Yankees Continue to Swing Left, Adding Anthony Rizzo

In their quest to jump-start an underperforming offense that ranks second-to-last in the American League in scoring, and to balance a lineup that has gotten virtually no production from its left-handed hitters, the Yankees continued to upgrade on Thursday. After acquiring Joey Gallo in a blockbuster deal with the Rangers, they landed Anthony Rizzo from the Cubs in exchange for two prospects, righty reliever Alexander Vizcaíno and outfielder Kevin Alcantara.

The Cubs are reportedly picking up the remainder of Rizzo’s $16.5 million salary, about $5.5 million. That will help to keep the Yankees below the $210 million Competitive Balance Tax threshold, while improving the return for Chicago. Rizzo will become a free agent at the end of the season.

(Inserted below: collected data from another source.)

PR #3687, opened 2025-02-11
Lf 4703 nice to have add base properties to farm addon

Duncan-Brain:
**Description**

This PR adds base properties to the `farm_addon` object. 

Also necessitates the addition of an `id` primary key to distinguish between deleted records.

Notes:
- bumped up in my queue because it will really affect how DELETE endpoint works
- Partial unique index constraint (PUI) used to guarantee maximum 1 single non deleted entry for a composite key. Use of this constraint is an indication to rethink the architecture. PUI is specifically difficult when working with multiple records at a time - like `soil_amendment_task_products`.  Looking back soil amendment task products should not have base properties - it should use hard delete -- so I forget why I added base properties there maybe I was still learning. Here it makes sense to have base properties on `farm_addon`, so the main re-think is about if multiple addons with the same partner should be allowed -- and I think the answer is: in the future we may do that so constraining it for now is ok and can be removed later. We will also not be manipulating multiple records at a time so the drawback is less.
- I might have some questions about the CRUD record cycle in the DELETE endpoint PR

Jira link: https://lite-farm.atlassian.net/browse/LF-4703

**Type of change**

**How Has This Been Tested?**

- [ ] Passes test case
- [x] Other (please explain): Tested in Postman

**Checklist:**

### DIFF
--- a/packages/api/db/migration/20250203144322_add_base_properties_to_farm_addon.js
+++ b/packages/api/db/migration/20250203144322_add_base_properties_to_farm_addon.js
@@ -15,7 +15,7 @@
 
 export const up = async function (knex) {
   await knex.schema.alterTable('farm_addon', (t) => {
-    // Knex apparently does not rename indexes aliong with table names
+    // Knex apparently does not rename indexes along with table names
     t.dropPrimary('farm_external_integration_pkey');
   });
   await knex.schema.alterTable('farm_addon', (t) => {
@@ -48,6 +48,7 @@ export const up = async function (knex) {
 };
 
 export const down = async function (knex) {
+  await knex('farm_addon').where({ deleted: true }).del();
   await knex.schema.alterTable('farm_addon', (t) => {
     t.dropIndex(['farm_id', 'addon_partner_id'], 'farm_addon_uniqueness_composite');
     t.dropPrimary();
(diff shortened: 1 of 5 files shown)


kathyavini (commented):
It looks pretty good to me!

In what sense does the PUI indicate we need to rethink architecture? I didn't quite follow that part of the PR description but I think I would be interested in hearing about that in tech daily -- maybe Thursday or tomorrow if the dev-design is fast?

The only thing missing that I could spot is that `farmAdonModel.getOrganisationIds` (this is called by `getEnsembleSensors`) will also need a `.whereNotDeleted()` with this change or you'll keep getting back sensors even after deleting the `farm_addon` record.

Duncan-Brain:
@kathyavini 

Just that its a one-off thing to need to use so its good to second guess it. Happy to explain the two times I have used it and why I regret the previous use of it -- but think its fine here for now.

Thanks for finding will fix!

kathyavini (approved):
Oh yeah, that's a good call to keep the old functions compatible until the point at which we remove them! 👍

antsgar (approved):
Looks good! ☺️ And I honestly don't dislike the constraint, I think it's a good solution

PR #3694, opened 2025-02-20
LF-4738 Delete Task" Button Misalignment in Custom Task Screen

den4ik1203:
**Description**

This update fixes a bug that was causing [briefly describe the issue, e.g., "the delete button to be misaligned in the footer section"].

Changes Made:
Adjusted the CSS layout to properly align the delete button to the left.
Updated the flexbox properties in .footerContainer to ensure correct spacing.
Refactored the JSX structure for better readability and maintainability.
Reason for the Fix:
The delete button was not aligning as expected due to incorrect justify-content and margin rules. This fix ensures a consistent UI layout.

Jira link:
https://lite-farm.atlassian.net/browse/LF-4738
**Type of change**

**How Has This Been Tested?**

- [x] Passes test case
- [ ] Other (please explain)

**Checklist:**

### DIFF
--- a/packages/webapp/src/components/Task/TaskReadOnly/index.jsx
+++ b/packages/webapp/src/components/Task/TaskReadOnly/index.jsx
@@ -462,23 +462,25 @@ export default function PureTaskReadOnly({
       )}
 
       {isAdmin && isCurrent && !isDeleting && (
-        <IconLink
-          className={styles.deleteText}
-          style={{ color: 'var(--grey600)' }}
-          icon={
-            <TrashIcon
-              style={{
-                fill: 'var(--grey600)',
-                stroke: 'var(--grey600)',
-                transform: 'translate(0px, 6px)',
-              }}
-            />
-          }
-          onClick={preDelete}
-          isIconClickable
-        >
-          {t('TASK.DELETE.DELETE_TASK')}
-        </IconLink>
+        <div className={styles.pageContainer}>
+          <div className={styles.mainContent}></div>
+
+          <div className={styles.footerContainer}>
+            <IconLink
+              className={styles.deleteText}
+              onClick={preDelete}
+              isIconClickable
+              icon={<TrashIcon className={styles.trashIcon} />}
+            >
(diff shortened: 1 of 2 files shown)


SayakaOno (changes requested):
Could you remove invisible div and buttons?
These changes affect other task types, so it would be best to focus on fixing just what’s broken.

Duncan-Brain (changes requested):
Hi @den4ik1203 thanks for working on this!

I think Sayaka is right you have added extra buttons, these should be removed.

At least for me I am seeing that the fix is not correct for custom tasks with no location specified it just moves closer than before:
Screenshot 2025-02-21 at 9 47 54 AM

Some things to think about:
- It seems like the map fills up available space and pushes the delete button down in most cases you can see this as i delete normal task inputs in video
- If we want to make sure the delete icon is with buttons, have you considered grouping the delete button with form buttons?
- there is a lot of css there - do you need them all? Ideally as little css as possible is added (I think your instinct is right about min-height and it should not be used):



https://github.com/user-attachments/assets/e1f8f468-492a-431e-be0a-4f1b62a0d232

Duncan-Brain:
Hey @den4ik1203 it is looking closer to what I might expect!

Two things: 
1. I am seeing th mobile buttons seem to have changed:
Screenshot 2025-02-25 at 2 28 47 PM
Screenshot 2025-02-25 at 2 28 29 PM

2. We want to make sure that the delete button renders according to previous conditions only, and the other buttons render according to previous conditions only. And it is also nice that we do not duplicate conditions if there are shared.

In the code for the delete buttons the previous condition for rendering was:

` isAdmin && isCurrent && !isDeleting` -> render delete button 

In the previous code the condition for rendering the bottom buttons was:

`canCompleteTask || canAbandonTask) && isCurrent` -> render buttons

The new code and condition for rendering delete button is:
`canCompleteTask || canAbandonTask) && isCurrent .... && isAdmin && isCurrent && !isDeleting` -> render delete button

It might be okay but it is good to double check if there are cases where it is not rendering when it should because of extra conditions.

Rizzo, who will turn 32 on August 8, has fallen off somewhat relative to the form that helped him make three All-Star teams from 2014-16, but even his current performance (.248/.346/.446 with 14 homers and a 115 wRC+) represents a massive upgrade on the wheezing .201/.292/.326 (73 wRC+) production the Yankees have received from their first basemen this season, one that landed them on the position’s list of Replacement Level Killers last week. While Luke Voit led the majors with 22 homers and a 152 wRC+ last season, he’s made three trips to the Injured List this year, first for a torn meniscus in his left knee, then an oblique strain, and most recently a bone bruise in the same knee. He’s played just 29 games while failing to produce his usual power, and in his absence, fill-ins Chris Gittens and Mike Ford were dreadful (the latter was traded to the Rays in mid-June) and even DJ LeMahieu has been far short of his 2020-21 form.

The only thing the Yankees’ first basemen have done well is field (4.2 UZR, 2 DRS, 5 OAA). Rizzo, though he’s won four Gold Gloves including three consecutive ones, hasn’t had his best year afield (-0.8 UZR, -2 DRS, 7 OAA) but is hardly a liability. If moving him back to first base means that LeMahieu plays second regularly instead of Odor, the Yankees’ defense will be the better for it.

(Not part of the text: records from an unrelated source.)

PR #3692, opened 2025-02-18
Lf 4700 create delete endpoint for farm addon

Duncan-Brain:
**Description**

Creates a DELETE endpoint for `farm_addon` and aligns the resource lifecycle for a farm_addon based on discussion in Jira. Will add tests for all of `farm_addon` in a follow up PR. 

Notes:
- modifies `hasFarmAccess()` to check that a farm owns a resource when the table does not name it's `id` property with `${resource}_id` and instead uses plain `id` property.
- Updates GET to return `id` necessary for deletion.
- Updates POST to insert or return 409 if resource already exists

Jira link: [LF-4700](https://lite-farm.atlassian.net/browse/LF-4700)

**Type of change**

- [ ] Bug fix (non-breaking change which fixes an issue)
- [x] New feature (non-breaking change which adds functionality)
- [x] Breaking change (fix or feature that would cause existing functionality to not work as expected)
- [ ] This change requires a documentation update

**How Has This Been Tested?**

Please describe the tests that you ran to verify your changes. Provide instructions so we can reproduce. Please also list any relevant details for your test configuration

- [ ] Passes test case
- [ ] UI components visually reviewed on desktop view
- [ ] UI components visually reviewed on mobile view
- [x] Other (please explain): 
   - Add a `farm_addon`, the try adding again -> 409 conflict
   - Get `farm_addon` then delete farm addon -> success
   - Add a `farm_addon` again -> success

**Checklist:**

- [ ] I have commented my code, particularly in hard-to-understand areas
- [ ] My changes generate no new warnings
- [ ] I have added tests that prove my fix is effective or that my feature works
- [ ] New and existing unit tests pass locally with my changes
- [ ] The precommit and linting ran successfully
- [ ] I have added or updated language tags for text that's part of the UI
- [ ] I have added "MISSING" for all new language tags to languages I don't speak
- [ ] I have added [the GNU General Public License](https://lite-farm.atlassian.net/l/cp/BT0Dd7WW) to all new files

[LF-4700]: https://lite-farm.atlassian.net/browse/LF-4700?atlOrigin=eyJpIjoiNWRkNTljNzYxNjVmNDY3MDlhMDU5Y2ZhYzA5YTRkZjUiLCJwIjoiZ2l0aHViLWNvbS1KU1cifQ

PR #3696, opened 2025-02-20
LF-4701 Call DELETE endpoint when clicking disconnect from Farm Addon

kathyavini:
**Description**

This PR connects the delete endpoint from @Duncan-Brain's PR #3692 to the frontend of app, wrapping up the disconnect user story and the whole FarmAddon arc (🎉!)

There weren't any snackbars on this flow in Figma so I didn't include them, but have been wondering about that. I think it would be okay to exclude because there is no 'success' snackbar for adding an addon (you are routed to the sensor list instead) and with the disconnect confirmation modal it would be a bit of a 'noisy' screen with two popups in a row. But it also kind of depends on how much it is supposed to feel like deleting another entity (e.g. task, animal, transaction) which always snackbar 🤔  I think I'm okay with the snackbar-less UX here, but what do you guys think? Should we check with Loïc?

Jira link: https://lite-farm.atlassian.net/browse/LF-4701

**Type of change**

**How Has This Been Tested?**

- [ ] Passes test case
- [ ] Other (please explain)

**Checklist:**

### DIFF
--- a/packages/webapp/src/containers/Profile/Farm/Addons/index.tsx
+++ b/packages/webapp/src/containers/Profile/Farm/Addons/index.tsx
@@ -12,6 +12,9 @@
  *  MERCHANTABILITY or FITNESS FOR A PARTICULAR PURPOSE. See the
  *  GNU General Public License for more details, see <https://www.gnu.org/licenses/>.
  */
+import { useDispatch } from 'react-redux';
+import { useTranslation } from 'react-i18next';
+import { enqueueErrorSnackbar, enqueueSuccessSnackbar } from '../../../Snackbar/snackbarSlice';
 import PureFarmAddons from '../../../../components/Profile/Addons';
 import { useGetFarmAddonQuery, useDeleteFarmAddonMutation } from '../../../../store/api/apiSlice';
 import { PARTNERS } from '../../../AddSensors/constants';
@@ -33,10 +36,20 @@ const FarmAddons = () => {
 
   const [deleteFarmAddon] = useDeleteFarmAddonMutation();
 
+  const dispatch = useDispatch();
+  const { t } = useTranslation(['message']);
+
+  const handleDisconnect = async (addonId: number) => {
+    try {
+      await deleteFarmAddon(addonId).unwrap();
+      dispatch(enqueueSuccessSnackbar(t('FARM_ADDON.SUCCESS_DISCONNECT_ADDON')));
+    } catch (error) {
+      dispatch(enqueueErrorSnackbar(t('FARM_ADDON.FAILED_DISCONNECT_ADDON')));
+    }
+  };
+
   const onDisconnect = {
-    esci: () => {
-      deleteFarmAddon(esciData?.id);
-    },
+    esci: () => handleDisconnect(esciData?.id),
   };
 
   const hasAnyActiveConnection = Object.values(hasActiveConnection).some(Boolean);
--- a/packages/webapp/src/containers/Profile/Farm/Addons/index.tsx
+++ b/packages/webapp/src/containers/Profile/Farm/Addons/index.tsx
@@ -13,7 +13,7 @@
  *  GNU General Public License for more details, see <https://www.gnu.org/licenses/>.
  */
 import PureFarmAddons from '../../../../components/Profile/Addons';
-import { useGetFarmAddonQuery } from '../../../../store/api/apiSlice';
+import { useGetFarmAddonQuery, useDeleteFarmAddonMutation } from '../../../../store/api/apiSlice';
 import { PARTNERS } from '../../../AddSensors/constants';
 
 const FarmAddons = () => {
@@ -31,8 +31,12 @@ const FarmAddons = () => {
     esci: esciData?.org_uuid,
   };
 
+  const [deleteFarmAddon] = useDeleteFarmAddonMutation();
+
   const onDisconnect = {
-    esci: () => {}, // TODO: LF-4701
+    esci: () => {
+      deleteFarmAddon(esciData?.id);
+    },
   };
 
   const hasAnyActiveConnection = Object.values(hasActiveConnection).some(Boolean);
--- a/packages/webapp/src/containers/Profile/Farm/Addons/index.tsx
+++ b/packages/webapp/src/containers/Profile/Farm/Addons/index.tsx
@@ -20,15 +20,15 @@ import { useGetFarmAddonQuery, useDeleteFarmAddonMutation } from '../../../../st
 import { PARTNERS } from '../../../AddSensors/constants';
 
 const FarmAddons = () => {
-  const { isSuccess: hasEsciConnection, data: esciDataArray } = useGetFarmAddonQuery(
+  const { data: esciDataArray = [] } = useGetFarmAddonQuery(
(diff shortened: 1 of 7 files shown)


Duncan-Brain:
If we are moving away from snackbars it would be nice to know the specific situations or if all. I would otherwise assume Loic just forgot to add it in to the designs and we follow our normal pattern (even for success).

packages/webapp/src/store/api/apiSlice.ts
```diff
@@ -261,6 +261,13 @@ export const api = createApi({
       query: (param = '') => `${farmAddonUrl}${param}`,
       providesTags: ['FarmAddon'],
     }),
+    deleteFarmAddon: build.mutation<FarmAddon[], number>({
```
SayakaOno, line 264: I think `FarmAddon[]` should be `void`.

I was making sure the type (`FarmAddon[]`) is the return type here.
Screenshot 2025-02-21 at 10 05 03 AM

And found that the result contains an error object.
Screenshot 2025-02-21 at 10 06 50 AM

Not related to this PR, but the correct response status seems to be `204`(no content) instead of `200`... (in `deleteFarmAddon` in the API)

SayakaOno (commented):
I probably wouldn't have noticed that snackbars aren't implemented if you hadn't mentioned it, but I feel like having feedback for the user's actions is nice 🤔

packages/webapp/src/store/api/apiSlice.ts
Duncan-Brain: Looking to change to 204 in api tests PR!

kathyavini: Sorry, should have read the controller more carefully 🙇

kathyavini:
I have made the following changes to this branch:
- added snackbars
- fixed the delete mutation return type (thank you @SayakaOno!)
- alphabetised some keys by running `pnpm i18n` now that we are able to (again, thank you Sayaka!!)

And then in looking at more closely at fail conditions around `farmAddon`:
- conditionally invalidated tags, see https://stackoverflow.com/a/75952409 -- actually I didn't know the default behaviour was to invalidate even if the mutation errors; that doesn't seem like what we want
- altered the farmAddon GET to return an empty array!! Actually the 404 had been bugging me the whole time since we had _just_ decided on the other pattern (200 + empty array) in [this recent conversation here](https://github.com/LiteFarmOrg/LiteFarm/pull/3665#discussion_r1928970950). Using the `success`/`error` distinction as had been done originally here meant API error = farm addon disappears from frontend. It seems more reasonable that the API failing should have no effect on the visibility of the addon -- only a true "no addons exist" response should clear the existing cache.

Thank you for your comments and if you could kindly please re-review 🙏

SayakaOno (dismissed):
Looks great!
Nice find on the `invalidatesTags`, and returning `[]` instead of an error feels right ☺️

One thing I noticed is that the button's focused(?) style affects the text at smaller browser sizes. I think we could adjust it when we have time!

https://github.com/user-attachments/assets/338296bb-0f89-4d5b-8cff-e684024b87e9

packages/webapp/src/containers/Profile/Farm/Addons/index.tsx
```diff
@@ -12,27 +12,44 @@
...
+import { useTranslation } from 'react-i18next';
+import { enqueueErrorSnackbar, enqueueSuccessSnackbar } from '../../../Snackbar/snackbarSlice';
 import PureFarmAddons from '../../../../components/Profile/Addons';
-import { useGetFarmAddonQuery } from '../../../../store/api/apiSlice';
+import { useGetFarmAddonQuery, useDeleteFarmAddonMutation } from '../../../../store/api/apiSlice';
 import { PARTNERS } from '../../../AddSensors/constants';
 
 const FarmAddons = () => {
-  const { isSuccess: hasEsciConnection, data: esciDataArray } = useGetFarmAddonQuery(
+  const { data: esciDataArray = [] } = useGetFarmAddonQuery(
```
Duncan-Brain, line 23: Instead of providing a default value should we be using the `isLoading` to determine hasActiveConnection (and therefore if we should render) ?

Duncan-Brain (approved):
Nice, I also asked Anto last week if I could change the 404 in the PR where she scoped it! https://lite-farm.atlassian.net/browse/LF-4694

I added one comment for you to consider --  also feel free to update the delete return status to 204 if you want to to make the snackbar and store work properly on disconnect. I have added it in another PR but QA will probably flag it here first.

packages/webapp/src/containers/Profile/Farm/Addons/index.tsx
kathyavini: I'm not sure if I follow because `isLoading` can be false (loaded) and `hasActiveConnection` also false (because there are no active farm addons). However there IS a little blip not here but in `<Partners />` that I should probably have fixed with `isLoading`!

I would like to clean up that blip along with @SayakaOno's button issue too -- I hate those little visual things 🤣 So I'll make a follow up PR to prevent scope creep on this one.

> also feel free to update the delete return status to 204 if you want to to make the snackbar and store work properly on disconnect. I have added it in another PR but QA will probably flag it here first.

In what sense are you finding the snackbars to still not work properly such that QA would flag? I don't think RTK Query does anything different with a 200 vs 204 and they are working properly for me 🤔

kathyavini:
> Nice, I also asked Anto last week if I could change the 404 in the PR where she scoped it! https://lite-farm.atlassian.net/browse/LF-4694

❤️ I think dev team is now completely united in our dislike of the 404 pattern 😂

packages/webapp/src/containers/Profile/Farm/Addons/index.tsx
Duncan-Brain: In the sense if it rendered using the [] it would be incorrect -- possible blip somewhere ;) 

> In what sense are you finding the snackbars to still not work properly such that QA would flag? I don't think RTK Query does anything different with a 200 vs 204 and they are working properly for me 🤔

Do you not receive a error snackbar when disconnecting? Backend works correctly but my error snackbar shows because it cant parse the "O" in "OK" lol from the 200 response -- I thought that was what Sayaka was seeing also in her comment. I have to relog to see updates on frontend. The 204 fixes it.

SayakaOno (approved):

packages/webapp/src/containers/Profile/Farm/Addons/index.tsx
kathyavini: Alright, I've changed the response code but let us pocket this as a fun mystery to someday solve.

@antsgar I am looping you in too because this is something fun and wacky. With no differences that we can detect between our `@reduxjs/toolkit` versions (or anything else that seemed potentially relevant), Duncan and Sayaka get an error on the `.unwrap()` of a `.sendStatus(200)` from the controller -- and for me it works just fine.

Any of these solve the issue: `.sendStatus(204)`, `.status(200).send()` or `responseHandler: "text"` in apiSlice (from [this StackOverflow](https://stackoverflow.com/a/73480249)) but the question is why the inconsistency between our machines 😄 Same branch, same packages.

Adding Rizzo doesn’t just shore up first base for the Yankees, it gives the team another left-handed threat to go with Gallo, as well as another contact-oriented hitter to counter the high strikeout rates up and down their lineup. The Yankees entered Thursday having received a .196/.296/.337 (78 wRC+) performance from their left-handers, who have combined for just 855 PA, fewer than every team except the Blue Jays. The surprisingly resilient Rougned Odor (.232/.303/.454, 107 wRC+) and the last-legs version of Brett Gardner (.194/.311/.306, 77 wRC+) have been their only lefty regulars; neither was projected to be full-time players at the outset of the season, but the injuries of Voit, Clint Frazier, and Aaron Hicks opened up playing time, and the pair stumbled through the door. To make matters worse, the Yankees’ lefties haven’t even been able to hit right-handed pitching; their 70 wRC+ (.185/.286/.319) is tied for dead last in the majors.

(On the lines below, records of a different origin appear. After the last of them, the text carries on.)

PR #3697, opened 2025-02-25
LF-4743 "Completion notes" instead of "Abandonment notes" is displayed once the user tries to abandon the crop plan.

den4ik1203:
**Description**

Fix completion notes vs abandonment notes display issue

Jira link:
https://lite-farm.atlassian.net/browse/LF-4743
**Type of change**

**How Has This Been Tested?**

- [x] Passes test case
- [ ] Other (please explain)

**Checklist:**

### DIFF
--- a/packages/webapp/src/components/Crop/CompleteManamgenentPlan/PureCompleteManagementPlan.jsx
+++ b/packages/webapp/src/components/Crop/CompleteManamgenentPlan/PureCompleteManagementPlan.jsx
@@ -48,7 +48,7 @@ export function PureCompleteManagementPlan({
   const DATE = isAbandonPage ? 'abandon_date' : 'complete_date';
 
   const RATING = 'rating';
-  const NOTES = 'complete_notes';
+  const NOTES = isAbandonPage ? 'abandon_notes' : 'complete_notes';
   const {
     register,
     handleSubmit,
@@ -180,7 +180,11 @@ export function PureCompleteManagementPlan({
       />
       <InputAutoSize
         style={{ marginBottom: '40px' }}
-        label={t('MANAGEMENT_PLAN.COMPLETION_NOTES')}
+        label={
+          isAbandonPage
+            ? t('MANAGEMENT_PLAN.COMPLETE_PLAN.ABANDON_NOTES')
+            : t('MANAGEMENT_PLAN.COMPLETION_NOTES')
+        }
         hookFormRegister={register(NOTES, {
           maxLength: { value: 10000, message: t('MANAGEMENT_PLAN.COMPLETE_PLAN.NOTES_CHAR_LIMIT') },
         })}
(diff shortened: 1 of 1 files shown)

Gallo and Rizzo should improve that situation markedly, and while the former is somewhat infamous for his penchant for striking out (32.2%, even having trimmed it to a career low), the latter has struck out just 15.7% of the time, a lower rate than any Yankees regular save for LeMahieu (15.2%), and one at least nine percentage points lower than four other lineup regulars (Giancarlo Stanton, Gary Sánchez, Aaron Judge, and Gio Urshela).

One more way in which the Yankees benefit from acquiring Rizzo: they kept him from going to the Red Sox, who were reportedly interested in bringing back a player whom they drafted in 2007. Like the Yankees, Red Sox first basemen (mainly Bobby Dalbec and Michael Chavis) made the Replacement Level Killers list; they’ve combined to hit .218/.262/.390 with a 72 wR+ and -1.0 WAR. For what it’s worth, the Red Sox did land a big bat on Thursday night, acquiring Kyle Schwarber from the Nationals.

Rizzo should particularly benefit in the move from Wrigley Field, a park that generally favors righties, to Yankee Stadium, a park that favors lefties. Our most recent park factors by handedness show Wrigley with a lefty home run factor of 91, while for Yankee Stadium, it’s 109; by Statcast’s three-year park factors, the figures are 90 and 116. Via Statcast’s Expected Home Runs By Park feature, which accounts for different wall heights and distances but not environmental effects, Rizzo’s drives would have produced 23 homers if they were all hit at Yankee Stadium. His heavy pull tendency (47.9% this year and last) should play well in the Bronx.

To get Rizzo, the Yankees gave up a pair of Dominican Republic-born prospects who entered the season ranked seventh (Alcantara) and 11th (Vizcaino) on their most recent Top Prospects list. Alcantara, who signed for a $1 million bonus on July 12, 2018, is now 19 years old, a center fielder built like an NBA small forward (6-foot-6, 188 pounds), with a gigantic power projection. He slots in at No. 2 in the Cubs system. Here’s some of what Eric Longenhagen wrote about him in February:

Athletic 6-foot-6 outfielders who can rotate like Alcantara can are rare, and this young man might grow into elite power at maturity. He is loose and fluid in the box but does have some swing-and-miss issues, though it’s not because lever length is causing him to be late — it’s more of a barrel accuracy issue right now. This is one of the higher ceiling teenagers in the minors, but of course Alcantara might either take forever to develop or never develop at all.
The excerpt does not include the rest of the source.